Smoothing effects and extinction in finite time for fractional fast diffusions on Riemannian manifolds

TL;DR

This paper investigates the behavior of solutions to a fractional fast diffusion equation on Riemannian manifolds, demonstrating smoothing effects, infinite propagation speed, and finite-time extinction with sharp rates.

Contribution

It introduces a framework for weak dual solutions on manifolds, establishes smoothing estimates, and analyzes finite-time extinction for fractional fast diffusion equations.

Findings

Solutions exhibit smoothing effects in weighted spaces

Solutions propagate infinitely fast

Finite-time extinction occurs with sharp rates

Abstract

We study nonnegative solutions to the Cauchy problem for the Fractional Fast Diffusion Equation on a suitable class of connected, noncompact Riemannian manifolds. This parabolic equation is both singular and nonlocal: the diffusion is driven by the (spectral) fractional Laplacian on the manifold, while the nonlinearity is a concave power that makes the diffusion singular, so that solutions lose mass and may extinguish in finite time.
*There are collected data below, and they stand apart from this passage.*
PR #592, opened 2021-05-06
feat(provider): Adds traits for volume and plugin stuff

### LINKED ISSUE #524: Create trait for volume_path an plugin_registry.
Identified in #519 as an issue. 

We would like to add a trait bound on the shared provider state to require the methods for exposing `volume_path` and `plugin_registry`. This can provide default implementations, the goal is just to ensure there is only one place where this needs to be overridden to support CSI. 

cc @bacongobbler

thomastaylor312:
This still isn't super pretty (as you can't overload impls in Rust), but
at least things are consolidated. I can combine these traits if desired
but I left them separate in case we wanted to improve ergonomics further
in the future

Closes #524

### DIFF
--- a/crates/kubelet/src/kubelet.rs
+++ b/crates/kubelet/src/kubelet.rs
@@ -4,7 +4,7 @@ use crate::config::Config;
 use crate::node;
 use crate::operator::PodOperator;
 use crate::plugin_watcher::PluginRegistry;
-use crate::provider::Provider;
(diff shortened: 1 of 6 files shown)


bacongobbler (approved):

technosophos (approved):

thomastaylor312:
Labeled as breaking so we don't forget to note the API change in the release notes

PR #593, opened 2021-05-10
oci-distribution: OCI error detail is optional

ereslibre:
According to the [OCI distribution
specification](https://github.com/opencontainers/distribution-spec/blob/main/spec.md#error-codes),
both the `detail` and `message` fields are optional. Some
registries (such as `us.gcr.io`) are not reporting the `detail` field
back in light of certain errors. The `message` field could also be
omitted while still following the spec.

Implement serde defaulting using `Default::default()` if any of these
attributes are missing on the wire.

### DIFF
--- a/crates/oci-distribution/src/errors.rs
+++ b/crates/oci-distribution/src/errors.rs
@@ -8,9 +8,11 @@
 pub struct OciError {
     /// The error code
     pub code: OciErrorCode,
-    /// A message associated with the error
+    /// An optional message associated with the error
+    #[serde(default)]
     pub message: String,
-    /// Unstructured data associated with the error
+    /// Unstructured optional data associated with the error
+    #[serde(default)]
     pub detail: serde_json::Value,
 }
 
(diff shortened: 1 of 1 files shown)


crates/oci-distribution/src/errors.rs
```diff
@@ -8,9 +8,11 @@
...
     pub code: OciErrorCode,
-    /// A message associated with the error
+    /// An optional message associated with the error
+    #[serde(default)]
     pub message: String,
-    /// Unstructured data associated with the error
+    /// Unstructured optional data associated with the error
+    #[serde(default)]
     pub detail: serde_json::Value,
 }
```
ereslibre, line 17: The strategy of using serde defaulting to `Default::default()` is such that there's no cascading refactor on `krustlet`. However, if you are good with it, I can make `message` and `detail` be an `Option` that I believe is closer to the spec wording.

bacongobbler (approved):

Existence of mild solutions follows by nowadays standard nonlinear semigroups techniques, and we use these solutions as the building blocks for a more general class of so-called weak dual solutions, which allow for data both in the usual $L^1$ space and in a larger weighted space, determined in terms of the fractional Green function. We focus in particular on a priori smoothing estimates (also in weighted $L^p$ spaces) for a quite large class of weak dual solutions. We also show pointwise lower bounds for solutions, showing in particular that solutions have infinite speed of propagation. Finally, we start the study of how solutions extinguish in finite time, providing suitable sharp extinction rates.